TASK MATERIAL –
= = =
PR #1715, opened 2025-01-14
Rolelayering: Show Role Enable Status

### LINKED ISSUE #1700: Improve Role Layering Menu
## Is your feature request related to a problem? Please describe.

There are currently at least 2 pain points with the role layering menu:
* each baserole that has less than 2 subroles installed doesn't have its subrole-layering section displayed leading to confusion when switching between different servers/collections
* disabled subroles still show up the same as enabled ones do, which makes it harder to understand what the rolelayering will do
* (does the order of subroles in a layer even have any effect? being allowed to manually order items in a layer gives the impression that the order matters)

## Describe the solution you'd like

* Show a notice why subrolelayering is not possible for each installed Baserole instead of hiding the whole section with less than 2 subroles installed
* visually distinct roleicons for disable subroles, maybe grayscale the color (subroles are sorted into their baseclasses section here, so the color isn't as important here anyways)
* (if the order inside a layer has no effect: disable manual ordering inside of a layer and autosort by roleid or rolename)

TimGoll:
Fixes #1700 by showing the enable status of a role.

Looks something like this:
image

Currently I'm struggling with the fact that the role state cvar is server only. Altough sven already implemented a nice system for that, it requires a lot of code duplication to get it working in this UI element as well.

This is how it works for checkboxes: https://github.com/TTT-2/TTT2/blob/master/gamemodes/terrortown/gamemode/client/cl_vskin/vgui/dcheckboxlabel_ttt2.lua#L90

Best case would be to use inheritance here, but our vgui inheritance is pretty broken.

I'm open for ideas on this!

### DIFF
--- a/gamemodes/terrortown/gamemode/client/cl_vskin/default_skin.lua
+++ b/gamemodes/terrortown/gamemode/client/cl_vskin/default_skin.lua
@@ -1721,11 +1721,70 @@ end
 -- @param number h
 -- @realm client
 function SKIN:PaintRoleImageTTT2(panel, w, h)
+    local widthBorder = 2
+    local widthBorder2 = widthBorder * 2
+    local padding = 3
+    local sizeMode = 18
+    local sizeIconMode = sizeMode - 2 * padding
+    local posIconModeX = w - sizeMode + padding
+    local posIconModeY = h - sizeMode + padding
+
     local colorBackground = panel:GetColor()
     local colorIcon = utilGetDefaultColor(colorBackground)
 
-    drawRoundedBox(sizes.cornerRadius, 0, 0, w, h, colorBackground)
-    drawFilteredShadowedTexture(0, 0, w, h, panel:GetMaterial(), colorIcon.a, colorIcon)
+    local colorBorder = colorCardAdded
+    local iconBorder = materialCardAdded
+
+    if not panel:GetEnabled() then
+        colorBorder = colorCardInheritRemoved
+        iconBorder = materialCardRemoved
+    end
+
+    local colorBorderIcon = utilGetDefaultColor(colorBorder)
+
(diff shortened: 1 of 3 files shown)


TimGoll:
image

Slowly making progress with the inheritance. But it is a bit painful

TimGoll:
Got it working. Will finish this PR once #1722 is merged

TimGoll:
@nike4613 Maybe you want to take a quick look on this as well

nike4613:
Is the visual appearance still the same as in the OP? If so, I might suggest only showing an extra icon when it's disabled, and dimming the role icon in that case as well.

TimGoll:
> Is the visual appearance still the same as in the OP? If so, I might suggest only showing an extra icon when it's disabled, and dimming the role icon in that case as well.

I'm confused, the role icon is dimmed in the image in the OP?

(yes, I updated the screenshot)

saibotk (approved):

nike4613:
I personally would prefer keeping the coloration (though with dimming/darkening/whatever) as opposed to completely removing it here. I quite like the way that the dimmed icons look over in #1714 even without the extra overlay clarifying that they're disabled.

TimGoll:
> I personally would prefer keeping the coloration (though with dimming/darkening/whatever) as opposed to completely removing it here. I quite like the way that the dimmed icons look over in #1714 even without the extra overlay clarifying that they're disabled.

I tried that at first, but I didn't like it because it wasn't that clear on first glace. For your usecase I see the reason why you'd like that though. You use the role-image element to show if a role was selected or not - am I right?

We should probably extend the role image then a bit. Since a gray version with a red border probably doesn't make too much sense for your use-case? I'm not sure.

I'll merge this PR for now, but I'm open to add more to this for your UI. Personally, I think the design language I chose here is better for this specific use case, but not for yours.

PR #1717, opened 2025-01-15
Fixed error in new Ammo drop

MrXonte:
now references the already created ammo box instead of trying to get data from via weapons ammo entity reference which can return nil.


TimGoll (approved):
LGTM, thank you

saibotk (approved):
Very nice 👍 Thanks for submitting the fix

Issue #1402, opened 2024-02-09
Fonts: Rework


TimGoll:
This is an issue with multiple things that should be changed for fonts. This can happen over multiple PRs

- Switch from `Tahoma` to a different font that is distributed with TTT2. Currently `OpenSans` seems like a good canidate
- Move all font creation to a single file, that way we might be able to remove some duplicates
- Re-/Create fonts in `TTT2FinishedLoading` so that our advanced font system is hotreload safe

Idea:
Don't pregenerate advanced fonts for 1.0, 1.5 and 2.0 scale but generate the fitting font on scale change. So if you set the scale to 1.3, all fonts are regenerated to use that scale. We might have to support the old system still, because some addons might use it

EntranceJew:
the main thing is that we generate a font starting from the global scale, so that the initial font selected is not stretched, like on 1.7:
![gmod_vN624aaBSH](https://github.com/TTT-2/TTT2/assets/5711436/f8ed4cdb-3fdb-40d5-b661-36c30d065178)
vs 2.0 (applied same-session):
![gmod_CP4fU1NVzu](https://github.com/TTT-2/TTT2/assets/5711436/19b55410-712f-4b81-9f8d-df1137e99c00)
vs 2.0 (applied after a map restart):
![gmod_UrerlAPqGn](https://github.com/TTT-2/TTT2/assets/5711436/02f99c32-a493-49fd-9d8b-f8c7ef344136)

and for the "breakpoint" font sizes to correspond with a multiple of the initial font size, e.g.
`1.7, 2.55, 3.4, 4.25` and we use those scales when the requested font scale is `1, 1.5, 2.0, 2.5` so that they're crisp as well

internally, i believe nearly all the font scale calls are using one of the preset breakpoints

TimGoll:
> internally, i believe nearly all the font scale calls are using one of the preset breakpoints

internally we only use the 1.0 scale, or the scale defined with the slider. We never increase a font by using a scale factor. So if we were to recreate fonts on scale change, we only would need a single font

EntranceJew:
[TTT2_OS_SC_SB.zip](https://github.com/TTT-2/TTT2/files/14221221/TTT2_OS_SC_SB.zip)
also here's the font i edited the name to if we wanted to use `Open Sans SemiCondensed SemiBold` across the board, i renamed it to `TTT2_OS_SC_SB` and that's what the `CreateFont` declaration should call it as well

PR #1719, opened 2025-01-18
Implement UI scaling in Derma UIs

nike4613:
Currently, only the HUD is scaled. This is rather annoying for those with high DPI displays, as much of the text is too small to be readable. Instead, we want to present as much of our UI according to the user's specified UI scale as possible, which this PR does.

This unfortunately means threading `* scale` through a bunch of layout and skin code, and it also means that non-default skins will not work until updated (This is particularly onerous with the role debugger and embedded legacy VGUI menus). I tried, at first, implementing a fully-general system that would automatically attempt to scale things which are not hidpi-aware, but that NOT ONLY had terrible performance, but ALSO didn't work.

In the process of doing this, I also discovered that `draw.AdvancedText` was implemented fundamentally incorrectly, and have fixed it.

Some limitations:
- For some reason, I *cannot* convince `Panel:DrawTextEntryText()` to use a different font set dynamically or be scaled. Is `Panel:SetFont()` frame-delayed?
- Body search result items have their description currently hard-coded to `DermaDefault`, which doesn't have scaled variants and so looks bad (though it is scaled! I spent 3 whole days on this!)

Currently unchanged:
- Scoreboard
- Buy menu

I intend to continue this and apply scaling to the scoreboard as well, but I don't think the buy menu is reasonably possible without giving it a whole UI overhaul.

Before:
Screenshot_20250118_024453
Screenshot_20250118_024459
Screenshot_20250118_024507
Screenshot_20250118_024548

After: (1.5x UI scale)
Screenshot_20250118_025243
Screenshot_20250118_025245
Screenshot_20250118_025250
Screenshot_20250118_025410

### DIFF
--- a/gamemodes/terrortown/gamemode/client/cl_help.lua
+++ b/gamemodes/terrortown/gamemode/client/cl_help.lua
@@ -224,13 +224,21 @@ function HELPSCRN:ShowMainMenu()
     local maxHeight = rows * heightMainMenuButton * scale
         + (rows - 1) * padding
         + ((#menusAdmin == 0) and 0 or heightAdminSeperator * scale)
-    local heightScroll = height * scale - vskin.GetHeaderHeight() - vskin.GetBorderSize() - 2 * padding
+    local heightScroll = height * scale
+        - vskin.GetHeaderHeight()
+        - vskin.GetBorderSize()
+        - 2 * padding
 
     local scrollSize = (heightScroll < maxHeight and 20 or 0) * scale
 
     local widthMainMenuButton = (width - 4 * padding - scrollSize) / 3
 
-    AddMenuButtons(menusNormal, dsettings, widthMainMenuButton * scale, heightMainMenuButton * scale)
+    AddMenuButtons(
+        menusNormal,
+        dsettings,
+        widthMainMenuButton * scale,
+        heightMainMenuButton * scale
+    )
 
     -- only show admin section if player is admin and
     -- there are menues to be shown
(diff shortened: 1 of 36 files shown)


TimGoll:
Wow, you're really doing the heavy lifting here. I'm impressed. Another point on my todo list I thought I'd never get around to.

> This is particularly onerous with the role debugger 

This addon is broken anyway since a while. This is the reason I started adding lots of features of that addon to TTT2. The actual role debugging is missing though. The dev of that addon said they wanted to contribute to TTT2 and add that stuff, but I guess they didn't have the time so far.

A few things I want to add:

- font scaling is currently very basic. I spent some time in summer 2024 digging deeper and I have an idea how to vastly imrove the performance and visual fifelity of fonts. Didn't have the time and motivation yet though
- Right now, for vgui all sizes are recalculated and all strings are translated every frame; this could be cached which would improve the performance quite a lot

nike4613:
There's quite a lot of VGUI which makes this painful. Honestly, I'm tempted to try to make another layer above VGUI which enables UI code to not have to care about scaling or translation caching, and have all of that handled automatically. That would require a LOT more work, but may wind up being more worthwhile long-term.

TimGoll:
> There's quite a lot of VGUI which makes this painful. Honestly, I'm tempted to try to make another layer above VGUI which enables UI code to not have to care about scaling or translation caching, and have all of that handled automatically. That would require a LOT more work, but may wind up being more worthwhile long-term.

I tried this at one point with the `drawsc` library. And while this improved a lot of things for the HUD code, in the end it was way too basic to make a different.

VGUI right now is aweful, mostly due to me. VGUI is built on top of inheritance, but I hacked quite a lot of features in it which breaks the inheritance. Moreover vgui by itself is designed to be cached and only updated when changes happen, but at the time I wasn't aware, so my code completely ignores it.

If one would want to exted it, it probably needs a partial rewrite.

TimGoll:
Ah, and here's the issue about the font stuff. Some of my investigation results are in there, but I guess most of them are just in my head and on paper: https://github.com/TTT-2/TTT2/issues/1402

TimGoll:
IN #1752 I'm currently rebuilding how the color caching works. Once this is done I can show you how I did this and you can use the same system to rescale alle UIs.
= = =
TASK TO CARRY OUT –
Copy out the lines above word for word, stopping after the line containing "There are currently".

RESULT OF THIS TASK –
PR #1715, opened 2025-01-14
Rolelayering: Show Role Enable Status

### LINKED ISSUE #1700: Improve Role Layering Menu
## Is your feature request related to a problem? Please describe.

There are currently at least 2 pain points with the role layering menu:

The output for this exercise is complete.